I was especially fascinated by the opportunity to photograph locomotives against the seemingly endless blue waterscape. This elevated location at Cape Jack overlooking the Gulf of St Lawrence was one of the best places to make watery vistas. I exposed this on Fujichrome Provia 100F using my Nikon N90s and Nikon f2.8 80-200mm zoom lens. Exposure was calculated using a Sekonic Studio Deluxe handheld photocell and the camera’s internal matrix meter setting.
Here’s an excerpt from my text published in Locomotive:
The CB&CNS was created as the result of CN’s desire to spin-off lightly used feeder lines. Initially the CB&CNS was part of the RailTex family of short lines and acquired by Rail America in 1999. CB&CNS operated from Truro (in western Nova Scotia) to Sydney plus a few short branches. Until 1998, this railroad was one the final strongholds for big MLW-built Alco locomotives. These were regularly assigned to daily through freights. Most were painted in CB&CNS’s attractive black & yellow paint scheme with a large red lion to reflect the region’s Scottish heritage.
In October 1992, Tom Carver advised me to photograph Canadian Pacific’s Lyndonville Subdivision in Northern Vermont. At the time, traffic was down to two or three trains per week. Yet, these always operated with Montreal Locomotive Work’s diesels and despite their infrequency, departed the yard at Newport, Vermont on a predictable schedule.
At the time, I was on one of my extended autumn visits to the Northeast from California, and enjoying the cool air and anticipating the colored foliage characteristic of the season.

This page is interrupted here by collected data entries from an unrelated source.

PR #1236, opened 2023-11-16
Use dynamic value for todayAtMidnight

richpjames:
We were using a constant for todayAtMidnight which meant that it would always point
to the date it was first used. If the UI wasn't deployed daily this would mean that the date
would be incorrect.
We not return the result of a function so it should be kept up to date


pezholio (approved):
LGTM - nice catch!

PR #1238, opened 2023-11-16
(APS-7) Allow any user to create a placement application

pezholio:
We don’t have any safeguards in the API, so we can remove this check to allow anyone to make applications. The only slight downside is that any booking confirmations go to the original applicant, but I think this is fine for now.


richpjames (approved):
Looks good, do we have a ticket for making the change to the Notify code?

pezholio:
Not yet, I think we'll cross that bridge when we come to it :)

I departed Monson, Massachusetts at 4am and drove north on I91 directly to Orleans, Vermont, just a short distance from the yard at Newport. It was a crisp and clear morning. I expected the train to depart at 9 am, and sure enough, by 9:30 it made its appearance. I exposed some very satisfactory slides at Orleans and turned to chase (as per plan).

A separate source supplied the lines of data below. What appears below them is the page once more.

PR #1242, opened 2023-11-17
(APS 16) Allow searching on application dashboard

pezholio:
This extends the applications dashboard to add searching functionality by name/CRN and status, as well as uses the new statuses returned from the API.

This shouldn't be merged until https://github.com/ministryofjustice/hmpps-approved-premises-api/pull/1159 is merged.

## Screenshot

image

### DIFF
--- a/server/testutils/factories/applicationSummary.ts
+++ b/server/testutils/factories/applicationSummary.ts
@@ -17,5 +17,5 @@ export default Factory.define<ApplicationSummary>(() => ({
   arrivalDate: DateFormats.dateObjToIsoDate(faker.date.soon()),
   risks: risksFactory.build(),
   createdByUserId: faker.string.uuid(),
-  status: 'inProgress',
+  status: 'started',
 }))
--- a/server/utils/getSearchOptions.ts
+++ b/server/utils/getSearchOptions.ts
@@ -1,0 +1,14 @@
+import type { Request } from 'express'
+
+export const getSearchOptions = <T>(request: Request, keys: Array<string>): T => {
+  const searchOptions = {}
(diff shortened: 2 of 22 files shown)


server/utils/getSearchOptions.ts
```diff
@@ -0,0 +1,14 @@
+import type { Request } from 'express'
+
+export const getSearchOptions = <T>(request: Request, keys: Array<keyof T>): T => {
+  const searchOptions = {} as T
```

Although traffic had dwindled, track speed was still pretty quick, and I made a lively pursuit of the train to make more photographs. The single RS-18 was chortling along, belching the occasion puff of exhaust.
At Lyndonville, the train paused to switch, giving me ample opportunity to make photos. This was one of the images I made on Kodachrome 25 with my Nikon F3T.
In July 2012, George Pitarys and I repeated this adventure. This time chasing a Vermont Railway train running from Newport to White River Junction, again making the timed interception at Orleans. Track speeds were slower, and our chase was more relaxed. I’ve not yet made plans for my 2032 chase of the line.